People always say you should just audit -but I think that would be boring so I have always taken my dog-if you go post back and tell us about it


----------



## Fast (Oct 13, 2004)

I would advise you leave your dog at home. I say this for the following reasons.

You don't know the seminar giver or how he trains. He might be completely incompetent. 


Unless you have the ability to set up your own training program and goals, you might end up setting back your training.


If your training group and director do not agree with the training you do at the seminar you may alienate them. When you have been busting your hump helping someone a couple of times a week, for years, the last thing in the world you need is to have them come back to tell you how Mr. Seminar said this and that after seeing your dog for only 30 minutes. 
People often feel pressured into doing things in a seminar that they know is wrong for their dog.

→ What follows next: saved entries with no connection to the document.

Issue #1580, opened 2018-09-28
CookieStore slows down with increasing number of cookies


joshovi:
In https://github.com/AsyncHttpClient/async-http-client/blob/365c1e6a582499f8aaec30d56a398e694033e999/client/src/main/java/org/asynchttpclient/cookie/ThreadSafeCookieStore.java#L160 the look up over cookies traverses all entries in the map. The side effect to clean all expired cookies traverses the list again. The cost for algorithm scales with the number of cookies.

In our project we had to disable the cookie store, i.e.
`new DefaultAsyncHttpClientConfig.Builder()
.setCookieStore(null)
...
.build()`  

Maybe you could rewrite the function using another data structure that facilitates the look up for candidate cookies and then make a lazy removal of the expired candidates, or remove expired cookies asynchronously and periodically.

sivaalli:
@slandelle Can I work on a fix for this?

slandelle:
@sivaalli sure, contributions welcome

PR #1708, opened 2020-03-19
Cookiejar optimization

sivaalli:
Closes: https://github.com/AsyncHttpClient/async-http-client/issues/1580

Changes:
1. Segmented map based on domain names. So instead of traversing all the domains it traverses the domains that are of interest.
2. Use NettyTimer to clean up the expired cookies asynchronously. The timer task that provides this functionality is CookieEvictionTask.

### DIFF
--- a/client/src/main/java/org/asynchttpclient/DefaultAsyncHttpClientConfig.java
+++ b/client/src/main/java/org/asynchttpclient/DefaultAsyncHttpClientConfig.java
@@ -109,6 +109,7 @@ public class DefaultAsyncHttpClientConfig implements AsyncHttpClientConfig {
 
   // cookie store
   private final CookieStore cookieStore;
+  private final int expiredCookieEvictionDelay;
 
   // internals
   private final String threadPoolName;
@@ -192,6 +193,7 @@ public class DefaultAsyncHttpClientConfig implements AsyncHttpClientConfig {
 
                                        // cookie store
                                        CookieStore cookieStore,
+                                       int expiredCookieEvictionDelay,
 
                                        // tuning
                                        boolean tcpNoDelay,
@@ -283,6 +285,7 @@ public class DefaultAsyncHttpClientConfig implements AsyncHttpClientConfig {
 
     // cookie store
     this.cookieStore = cookieStore;
+    this.expiredCookieEvictionDelay = expiredCookieEvictionDelay;
 
     // tuning
     this.tcpNoDelay = tcpNoDelay;
@@ -558,6 +561,11 @@ public class DefaultAsyncHttpClientConfig implements AsyncHttpClientConfig {
     return cookieStore;
   }
 
+  @Override
+  public int expiredCookieEvictionDelay() {
+    return expiredCookieEvictionDelay;
+  }
+
   // tuning
   @Override
   public boolean isTcpNoDelay() {
@@ -746,6 +754,7 @@ public class DefaultAsyncHttpClientConfig implements AsyncHttpClientConfig {
 
     // cookie store
     private CookieStore cookieStore = new ThreadSafeCookieStore();
+    private int expiredCookieEvictionDelay = defaultExpiredCookieEvictionDelay();
 
     // tuning
     private boolean tcpNoDelay = defaultTcpNoDelay();
@@ -1146,6 +1155,11 @@ public class DefaultAsyncHttpClientConfig implements AsyncHttpClientConfig {
       return this;
     }
 
+    public Builder setExpiredCookieEvictionDelay(int expiredCookieEvictionDelay) {
+      this.expiredCookieEvictionDelay = expiredCookieEvictionDelay;
+      return this;
+    }
+
     // tuning
     public Builder setTcpNoDelay(boolean tcpNoDelay) {
       this.tcpNoDelay = tcpNoDelay;
@@ -1330,6 +1344,7 @@ public class DefaultAsyncHttpClientConfig implements AsyncHttpClientConfig {
               responseFilters.isEmpty() ? Collections.emptyList() : Collections.unmodifiableList(responseFilters),
               ioExceptionFilters.isEmpty() ? Collections.emptyList() : Collections.unmodifiableList(ioExceptionFilters),
               cookieStore,
+              expiredCookieEvictionDelay,
               tcpNoDelay,
               soReuseAddress,
               soKeepAlive,
--- a/client/src/main/java/org/asynchttpclient/cookie/ThreadSafeCookieStore.java
+++ b/client/src/main/java/org/asynchttpclient/cookie/ThreadSafeCookieStore.java
@@ -21,7 +21,6 @@ import org.asynchttpclient.util.MiscUtils;
 import org.slf4j.Logger;
 import org.slf4j.LoggerFactory;
 
-import java.io.Closeable;
 import java.io.IOException;
 import java.util.*;
 import java.util.concurrent.ConcurrentHashMap;
--- a/client/src/main/java/org/asynchttpclient/cookie/ThreadSafeCookieStore.java
+++ b/client/src/main/java/org/asynchttpclient/cookie/ThreadSafeCookieStore.java
@@ -82,7 +82,6 @@ public final class ThreadSafeCookieStore implements CookieStore {
 
   ////////////////////////////////////////////////////////////////////////////////////////////////////////////////////
 
-  // Visible for test
   public Map<String, Map<CookieKey, StoredCookie>> getUnderlying() {
     return new HashMap<>(cookieJar);
   }
--- a/client/src/main/java/org/asynchttpclient/cookie/ThreadSafeCookieStore.java
+++ b/client/src/main/java/org/asynchttpclient/cookie/ThreadSafeCookieStore.java
@@ -31,7 +31,7 @@ import java.util.concurrent.TimeUnit;
 import java.util.function.Predicate;
 import java.util.stream.Collectors;
 
-public final class ThreadSafeCookieStore implements CookieStore, Closeable {
+public final class ThreadSafeCookieStore implements CookieStore {
   private static final Logger log = LoggerFactory.getLogger(ThreadSafeCookieStore.class);
 
   private final Map<String, Map<CookieKey, StoredCookie>> cookieJar = new ConcurrentHashMap<>();
--- a/client/src/main/java/org/asynchttpclient/cookie/ThreadSafeCookieStore.java
+++ b/client/src/main/java/org/asynchttpclient/cookie/ThreadSafeCookieStore.java
@@ -18,15 +18,24 @@ import io.netty.handler.codec.http.cookie.Cookie;
 import org.asynchttpclient.uri.Uri;
 import org.asynchttpclient.util.Assertions;
 import org.asynchttpclient.util.MiscUtils;
+import org.slf4j.Logger;
+import org.slf4j.LoggerFactory;
 
+import java.io.Closeable;
+import java.io.IOException;
 import java.util.*;
 import java.util.concurrent.ConcurrentHashMap;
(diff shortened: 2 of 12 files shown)


sivaalli:
@slandelle Please let me know if this looks good. Thanks

client/src/main/java/org/asynchttpclient/cookie/ThreadSafeCookieStore.java
```diff
@@ -126,13 +149,6 @@ private boolean hasCookieExpired(Cookie cookie, long whenCreated) {
       return false;
   }
 
-  // rfc6265#section-5.1.3
-  // check "The string is a host name (i.e., not an IP address)" ignored
-  private boolean domainsMatch(String cookieDomain, String requestDomain, boolean hostOnly) {
-    return (hostOnly && Objects.equals(requestDomain, cookieDomain)) ||
-            (Objects.equals(requestDomain, cookieDomain) || requestDomain.endsWith("." + cookieDomain));
-  }
-
```
slandelle: It looks to me that your whole PR is built on the assumption matching domains on strict equality is enough.
This is wrong, please read RFC6265, in particular section about domain matching.

client/src/main/java/org/asynchttpclient/cookie/ThreadSafeCookieStore.java
```diff
@@ -126,13 +149,6 @@ private boolean hasCookieExpired(Cookie cookie, long whenCreated) {
       return false;
   }
 
-  // rfc6265#section-5.1.3
-  // check "The string is a host name (i.e., not an IP address)" ignored
-  private boolean domainsMatch(String cookieDomain, String requestDomain, boolean hostOnly) {
-    return (hostOnly && Objects.equals(requestDomain, cookieDomain)) ||
-            (Objects.equals(requestDomain, cookieDomain) || requestDomain.endsWith("." + cookieDomain));
```
sivaalli: Taking advantage that:
1. Domain matches exactly, in which case it does not matter if its hostOnly domain or not
2. request domain is subdomain of cookie domain.

client/src/main/java/org/asynchttpclient/cookie/ThreadSafeCookieStore.java
```diff
@@ -145,45 +161,76 @@ private void add(String requestDomain, String requestPath, Cookie cookie) {
...
-    final boolean[] removeExpired = {false};
+    final List<Cookie> results = new ArrayList<>();
+    boolean exactDomainMatch = true;
+    String topLevelSubdomain = domain;
 
-    List<Cookie> result = cookieJar.entrySet().stream().filter(pair -> {
+    while (MiscUtils.isNonEmpty(topLevelSubdomain)) {
+      results.addAll(getStoredCookies(topLevelSubdomain, path, secure, exactDomainMatch));
+      exactDomainMatch = false;
+      topLevelSubdomain = DomainUtils.getTopLevelSubdomain(topLevelSubdomain);
```
sivaalli: Taking advantage that:

1. Domain matches exactly, in which case it does not matter if its hostOnly domain or not
2. Request domain is subdomain of cookie domain.

slandelle:
Nice work.

However, I have some concerns regarding CookieStore handling its own scheduling.

For example, someone spawning multiple AHC instances with different configs would spawning multiple threads for nothing.
Or someone could want to share a single CookieStore amongst multiple instances with different configurations and would spawn multiple ThreadSafeCookieStores for nothing in DefaultAsyncHttpClientConfig#Builder (prior to overriding).

I think it would be better to use AHC's HashedWheelTimer instance for scheduling.

sivaalli:
Thanks for the feedback. Let me change code to use HashedWheelTimer.

client/src/main/java/org/asynchttpclient/DefaultAsyncHttpClientConfig.java
```diff
@@ -1252,7 +1254,21 @@ private ProxyServerSelector resolveProxyServerSelector() {
...
+      timer.start();
+      return timer;
+    }
+
     public DefaultAsyncHttpClientConfig build() {
+      if (nettyTimer == null)
+        nettyTimer = newNettyTimer(this);
+
+      if (cookieStore == null)
+        cookieStore = new ThreadSafeCookieStore(nettyTimer);
```
slandelle: This causes a slight behavior change: there's no longer any way to disable CookieStore, except providing a noop implementation. And it causes all the existing `if (cookieStore != null)` guards useless.

client/src/main/java/org/asynchttpclient/cookie/ThreadSafeCookieStore.java
```diff
@@ -15,18 +15,29 @@
...
 import java.util.stream.Collectors;
 
 public final class ThreadSafeCookieStore implements CookieStore {
+  private static final int COOKIE_REMOVAL_DELAY_IN_SECONDS = 30;
+
+  private final Map<String, Map<CookieKey, StoredCookie>> cookieJar = new ConcurrentHashMap<>();
+  private io.netty.util.Timer timer;
 
-  private Map<CookieKey, StoredCookie> cookieJar = new ConcurrentHashMap<>();
+  public ThreadSafeCookieStore(io.netty.util.Timer timer) {
```
slandelle: Again, why does the CookieStore need to be aware of the Timer that cleans it up? I think it should expose methods for an external timer to clean it up. As proof it would be a better design: it would make testing way easier.

sivaalli: Sure. Let me fix this. Thanks for the feedback.

sivaalli:
@slandelle Please let me know what you think. Thanks.

client/src/main/java/org/asynchttpclient/cookie/ThreadSafeCookieStore.java
```diff
@@ -145,45 +149,64 @@ private void add(String requestDomain, String requestPath, Cookie cookie) {
...
+    else {
+      cookieJar.putIfAbsent(keyDomain, new ConcurrentHashMap<>());
+      cookieJar.get(keyDomain).put(key, new StoredCookie(cookie, hostOnly, cookie.maxAge() != Cookie.UNDEFINED_MAX_AGE));
+    }
   }
 
   private List<Cookie> get(String domain, String path, boolean secure) {
 
     final boolean[] removeExpired = {false};
+    final List<Cookie> results = new ArrayList<>();
```
slandelle: Please reduce allocations here.
Default ArrayList size is 10, it's pretty unlikely that we get more than 2 cookies for a given domain. Also, it can be allocated lazily on first match (lots of AHC usage won't involve cookies at all).

client/src/main/java/org/asynchttpclient/cookie/ThreadSafeCookieStore.java
```diff
@@ -145,45 +149,64 @@ private void add(String requestDomain, String requestPath, Cookie cookie) {
...
-    CookieKey key = new CookieKey(cookie.name().toLowerCase(), keyDomain, keyPath);
+    CookieKey key = new CookieKey(cookie.name().toLowerCase(), keyPath);
 
     if (hasCookieExpired(cookie, 0))
-      cookieJar.remove(key);
-    else
-      cookieJar.put(key, new StoredCookie(cookie, hostOnly, cookie.maxAge() != Cookie.UNDEFINED_MAX_AGE));
+      cookieJar.getOrDefault(keyDomain, Collections.emptyMap()).remove(key);
+    else {
+      cookieJar.putIfAbsent(keyDomain, new ConcurrentHashMap<>());
```
slandelle: Please use computeIfAbsent instead to not allocate ConcurrentHashMap on existing key.

client/src/main/java/org/asynchttpclient/cookie/ThreadSafeCookieStore.java
```diff
@@ -145,45 +149,64 @@ private void add(String requestDomain, String requestPath, Cookie cookie) {
...
+      cookieJar.get(keyDomain).put(key, new StoredCookie(cookie, hostOnly, cookie.maxAge() != Cookie.UNDEFINED_MAX_AGE));
```
slandelle: Don't perform an extra get, just use the value returned by computeIfAbsent above.

client/src/main/java/org/asynchttpclient/cookie/ThreadSafeCookieStore.java
```diff
@@ -145,45 +149,64 @@ private void add(String requestDomain, String requestPath, Cookie cookie) {
...
+  }
 
-    List<Cookie> result = cookieJar.entrySet().stream().filter(pair -> {
+  private List<Cookie> getStoredCookies(String domain, String path, boolean secure,
+                                        boolean[] removeExpired, boolean isExactMatch) {
+    if (!cookieJar.containsKey(domain)) {
+      return Collections.emptyList();
+    }
+
+    return cookieJar.get(domain).entrySet().stream().filter(pair -> {
```
slandelle: Perform one single map look up. Perform a get and check for nullity above.

slandelle:
Looking good. Now, I think the last missing piece is to handle CookieStore sharing from multiple AHC instances. Currently, if we share a CookieStore, we'll end up scheduling cleaning multiple times, and never stop scheduling.

I suggest we use an AtomicInteger to keep track of AHC instance a given CookieStore is configured on, only start scheduling when starting first client and only stop scheduling when closing last one.

WDYT?

sivaalli:
Sounds good. Will start working on that.

slandelle:
Thanks a lot for your great work!

sivaalli:
@slandelle I've a few questions that I would like to get your opinion (Both cases assume sharing cookie store).

1. In case of shared netty timer supplied by the user. We just maintain a counter on cookiestore and start scheduling if it is the first client and user takes care of stopping netty timer (hopefully after stopping all AHC instances). No issue with this situation.
2. If user did not supply NettyTimer then we [create](https://github.com/AsyncHttpClient/async-http-client/blob/a0c036581ccb2c30114820a432254ae37d180c2f/client/src/main/java/org/asynchttpclient/DefaultAsyncHttpClient.java#L89) new timer for each AHC instance. We can start scheduling **only** if it is first client on the first netty timer. But as soon as the user closes the first netty timer we would close the timer. But if user decides to use other AHC instances then we could never evict expired cookies.

I'm assuming that you made the comment above assuming that user shares a timer? Please correct me if my assumption is wrong.

If user does not share timer, then I guess we have to schedule eviction task on each timer.

sivaalli:
I've made some changes assuming you are talking about shared netty timer. Please let me know how this looks. Happy to implement any of your suggestions. 

I do not know if sharing netty timer across all AHC instances is useful or harms the overall performance (because all tasks share same timer). But if you'd like to see sharing a single netty timer (instead if creating a new one for each instance) in-case a user does not provide one, I can make that change as well.

slandelle:
> I'm assuming that you made the comment above assuming that user shares a timer? Please correct me if my assumption is wrong.

Yes

> If user does not share timer, then I guess we have to schedule eviction task on each timer.

Let's do that

> Also a follow up question regarding creating new Timer for each AHC instance. I feel like we could share the same Timer for multiple AHC's, but I think there might be a strong reason on why not too. But just curios to know. Timer starts to emit error logs when the count is greater that 64.

Could you please share the error logs?

sivaalli:
I've personally not created too many instances to see this message. But I was checking through source code of HasedWheelTimer and found that it spits out an error log when number of instances are greater than 64. Logs like this:

> You are creating too many HashedWheelTimer instances. HashedWheelTimer is a shared resource that must be reused across the JVM, so that only a few instances are created.

The changes are made according to your expectation. Please let me know otherwise.

slandelle:
@sivaalli Thanks!

Issue #1710, opened 2020-03-23
getClientStats throws NullPointerException


yunglin:
version: 2.5.4
```
java.lang.NullPointerException: null
    at org.asynchttpclient.netty.channel.ChannelManager.lambda$getClientStats$2(ChannelManager.java:483)
    at java.util.stream.ReferencePipeline$2$1.accept(ReferencePipeline.java:174)
    at java.util.stream.ReferencePipeline$3$1.accept(ReferencePipeline.java:193)
    at java.util.Iterator.forEachRemaining(Iterator.java:116)
    at java.util.Spliterators$IteratorSpliterator.forEachRemaining(Spliterators.java:1801)
    at java.util.stream.AbstractPipeline.copyInto(AbstractPipeline.java:482)
    at java.util.stream.AbstractPipeline.wrapAndCopyInto(AbstractPipeline.java:472)
    at java.util.stream.ReduceOps$ReduceOp.evaluateSequential(ReduceOps.java:708)
    at java.util.stream.AbstractPipeline.evaluate(AbstractPipeline.java:234)
    at java.util.stream.ReferencePipeline.collect(ReferencePipeline.java:566)
    at org.asynchttpclient.netty.channel.ChannelManager.getClientStats(ChannelManager.java:484)
    at org.asynchttpclient.DefaultAsyncHttpClient.getClientStats(DefaultAsyncHttpClient.java:285)
```

PR #1711, opened 2020-03-23
fixed NPE caused by open but unconnected channels.

yunglin:
This PR fixed a NullPointerException caused by open but unconnected channels. 
The issue is reported: https://github.com/AsyncHttpClient/async-http-client/issues/1710

### DIFF
--- a/client/src/main/java/org/asynchttpclient/netty/channel/ChannelManager.java
+++ b/client/src/main/java/org/asynchttpclient/netty/channel/ChannelManager.java
@@ -61,6 +61,7 @@ import java.net.InetAddress;
 import java.net.InetSocketAddress;
 import java.util.Map;
 import java.util.Map.Entry;
+import java.util.Objects;
 import java.util.concurrent.ThreadFactory;
 import java.util.concurrent.TimeUnit;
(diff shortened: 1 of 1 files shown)


client/src/main/java/org/asynchttpclient/netty/channel/ChannelManager.java
```diff
@@ -490,7 +491,7 @@ public EventLoopGroup getEventLoopGroup() {
   }
 
   public ClientStats getClientStats() {
-    Map<String, Long> totalConnectionsPerHost = openChannels.stream().map(Channel::remoteAddress).filter(a -> a.getClass() == InetSocketAddress.class)
+    Map<String, Long> totalConnectionsPerHost = openChannels.stream().map(Channel::remoteAddress).filter(Objects::nonNull).filter(a -> a.getClass() == InetSocketAddress.class)
```
slandelle: Actually, there are 2 issues: you could be using one single filter, and (existing issue), equality comparison shouldn't be using ==.

`filter(a -> a instanceof InetSocketAddress)`

slandelle:
Thanks!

Seminar givers often feel pressured to show quick results. That might be good for the "Wow Factor" at the seminar, but not so good for your dog's training program 


Mind you these are general advisements about all seminars. Personally I think Dave is a really good trainer and has a lot to teach. And the most important thing to do at a seminar is to look at the big picture. Training your dog with someone for 30 minutes will yield limited results. But if you can learn a few big concepts, you can add them into your current training, with the consultation of the folks you work with on the regular basis.


----------



## Fast (Oct 13, 2004)

holland said:


> People always say you should just audit -but I think that would be boring so I have always taken my dog-if you go post back and tell us about it


The most "exciting" moments I have ever had in dogsport have been watching people COMPLETELY destroy their dogs at seminars. And good training is always boring anyway.


----------



## jesusica (Jan 13, 2006)

Fast said:


> I would advise you leave your dog at home. I say this for the following reasons.
> ***
> **You don't know the seminar giver or how he trains. He might be completely incompetent.*
> **
> ...


:thumbsup:

I have a working spot in the Raiser seminar and I didn't sign up simply because of who he is. The reason I signed up is I have spent many, many, MANY hours training with someone who has himself spent many hours training with Raiser. I already know what to expect from Raiser's methods. If it weren't for this familiarity I would not have signed up even if Raiser himself called me and begged me to. Though from around the country, I know about half the people signed up for working spots in this seminar and I know them through the previously mentioned trainer. I'm betting a good majority of them would not have signed up for working spots if they too didn't have some sort of link to Raiser.*

The Raiser seminar is a special circumstance. Other than that the only working spots I sign up for are those with trainers I've seen train. I have more fingers on one hand than the number of seminar givers I would take a working spot with. I'll spectate, always, but no way in **** are they touching my dog.*

I learn more by watching, anyways.*

*There may be random asterisks. No idea where they come from but it happens when I post from my phone. I'm not trying to emphasize anything.*


----------



## holland (Jan 11, 2009)

Fast said:


> The most "exciting" moments I have ever had in dogsport have been watching people COMPLETELY destroy their dogs at seminars. And good training is always boring anyway.


 
Thanks ever so much for the big letters but I can read-could you please type slower next time--and I am sure training would be very boring if I trained with you-but thankfully I don't-at least I don't think I do


----------



## Fast (Oct 13, 2004)

The emphasis was their to emphasis how badly the dogs came through the experience. If it hurt your feeling, I apologize for that. 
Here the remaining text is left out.